What should be done for Spark tuning 07/01 Update SLTechnology News&Howtos

What should be done for Spark tuning

2025-07-01 Update From: SLTechnology News&Howtos shulou NAV: SLTechnology News&Howtos > Database >

Shulou(Shulou.com)05/31 Report--

Today, I will talk to you about how Spark tuning should be done. Many people may not know much about it. In order to make you understand better, the editor has summarized the following content for you. I hope you can get something according to this article.

The problem of deadlock is solved by analyzing the deadlock log file, due to the wrong understanding of the above piece. It has always been thought that two non-unique indexes can hit a single record, but in fact, mysql has hit more than one for performance.

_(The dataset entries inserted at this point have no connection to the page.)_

Issue #7433, opened 2024-10-23
Panel Preview not working: KeyError


MarcSkovMadsen:
I'm working on upgrading our jupyterhub and Panel. In our existing setup the Jupyter Panel Preview is working. But not in the new setup.

## Steps

- Log into Jupyter
- Open Notebook
- Select `base` environment
- Create notebook with widget and make it .servable(). (With just display  like `pn.panel('hello').servable()` there is no problem.)
- Click the Panel Preview button
- See that the preview does not show anything and that there is an error in the browser console.

![image](https://github.com/user-attachments/assets/8c56e28d-5d37-4742-a603-606745839551)

Check the server logs

```bash
2024-10-23 11:41:32,007 - ServerApp - ERROR - Uncaught exception GET /mt-fumo/user/masma/panel-preview/render/test.ipynb/ws (10.86.100.104)
HTTPServerRequest(protocol='https', host='mnr-jupyterhub-dev.de-prod.dk', method='GET', uri='/mt-fumo/user/masma/panel-preview/render/test.ipynb/ws', version='HTTP/1.1', remote_ip='10.86.100.104')
Traceback (most recent call last):
  File "/opt/conda/lib/python3.11/site-packages/tornado/websocket.py", line 940, in _accept_connection
    await open_result
  File "/opt/conda/lib/python3.11/site-packages/panel/io/jupyter_server_extension.py", line 392, in open
    kernel_info = state._kernels[self.session_id]
                  ~~~~~~~~~~~~~~^^^^^^^^^^^^^^^^^
KeyError: 'XKRUSRxzKSS076zhAKRFPD2dUhH9z29fFg8TLcjZNv9r'
```

philippjfr:
Reading the code I really struggle to see how this is possible UNLESS the websocket connection takes >30 seconds to open. Can you confirm how quickly this happens?

MarcSkovMadsen:
Thanks so much for responding. The preview opens and closes the web socket almost instantanously.


https://github.com/user-attachments/assets/8f481b01-1404-4160-9527-4fc3eeab915f

MarcSkovMadsen:
As I see it `self.close()` must have run for some unknown reason:

![image](https://github.com/user-attachments/assets/2baca037-1559-4a50-b0e9-f19b5cf86630)

MarcSkovMadsen:
[...]

PR #7434, opened 2024-10-23
Improve preview error handling

MarcSkovMadsen:
This is related to https://github.com/holoviz/panel/issues/7433.

It will not fix the issue, but I believe it will handle the issue more correctly.

### DIFF
--- a/panel/io/jupyter_server_extension.py
+++ b/panel/io/jupyter_server_extension.py
@@ -390,7 +390,7 @@ class PanelWSProxy(WSHandler, JupyterHandler):
         if self.session_id not in state._kernels:
             self.close()
             msg = f"Session ID '{self.session_id}' does not correspond to any active kernel."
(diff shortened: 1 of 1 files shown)


panel/io/jupyter_server_extension.py
```diff
@@ -389,6 +389,9 @@ async def open(self, path, *args, **kwargs) -> None:
         self.session_id = get_session_id(token)
         if self.session_id not in state._kernels:
             self.close()
+            msg = f"Session ID '{self.session_id}' does not correspond to any active kernel."
+            raise ProtocolError(msg)
```
philippjfr, line 393: Yes, indeed, this should be logged. I would raise a simple `RuntimeError` here though, it's not ProtocolError since all the protocol validation has been executed correctly by this point.

philippjfr (approved):

PR #7447, opened 2024-10-27
Update conf.py to retrieve version numbers for various libraries, so they can be referred to dynamucally in various docs

Coderambling:
See below PR where this was implemented for Tabulator doc.

https://github.com/holoviz/panel/pull/7053

References need to be added / updated in the   various docs for the respective libraries to dynamically show the library version numbers.

### DIFF
--- a/doc/conf.py
+++ b/doc/conf.py
@@ -273,6 +273,37 @@ def update_versions(app, docname, source):
         "{{VIZZU_VERSION}}" : VIZZU_VERSION,
     }
 
+def update_versions(app, docname, source):
+    from panel.models.deckgl import DECKGL_VERSION
+    from panel.models.echarts import ECHARTS_VERSION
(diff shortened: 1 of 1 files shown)


doc/conf.py
```diff
@@ -273,6 +273,37 @@ def update_versions(app, docname, source):
         "{{VIZZU_VERSION}}" : VIZZU_VERSION,
     }
 
+def update_versions(app, docname, source):
```
philippjfr, line 276: Seems to duplicate the code from just above.

Coderambling: Fixed the duplication @philippjfr .

philippjfr (commented):
Thanks for the fix. Most of these version variables don't exist yet and would have to be defined. We then also need to use these versions consistently across the docs.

A simple update statement, update? Whereid1=1andid2=2id1 and id2 are both non-unique indexes, and some statements will lock the data entries around other indexes due to optimization, and then they will wait for the lock of the built-in unique index, while the same statement will lock the built-in unique index, wait for the lock of id1 or id2, and return the same statement to wait for the lock to be released, resulting in deadlock.

In the future, we still need to read more books on the database and know more about the principle.

What is the role of the main processes in Spark?

Driver process: responsible for the distribution of tasks and the recycling of results.

Executor process: responsible for the execution of specific tasks.

Master process: the main process of Spark resource management, responsible for resource scheduling.

Worker process: a slave process for Spark resource management. Woker nodes mainly run Executor.

How to choose the most appropriate persistence strategy?

By default, the highest performance is of course MEMORY_ONLY, but only if your memory is large enough to hold all the data for the entire RDD. Because there is no serialization and deserialization operation, this part of the performance overhead is avoided; the subsequent operator operations on this RDD are all based on data operations in pure memory, do not need to read data from disk files, and have high performance; and do not need to copy a copy of the data and transfer it to other nodes remotely. However, it must be noted that in the actual production environment, there may be limited scenarios in which this strategy can be used directly. If there is a lot of data in RDD (for example, billions), using this persistence level directly will lead to an exception of OOM memory overflow in JVM.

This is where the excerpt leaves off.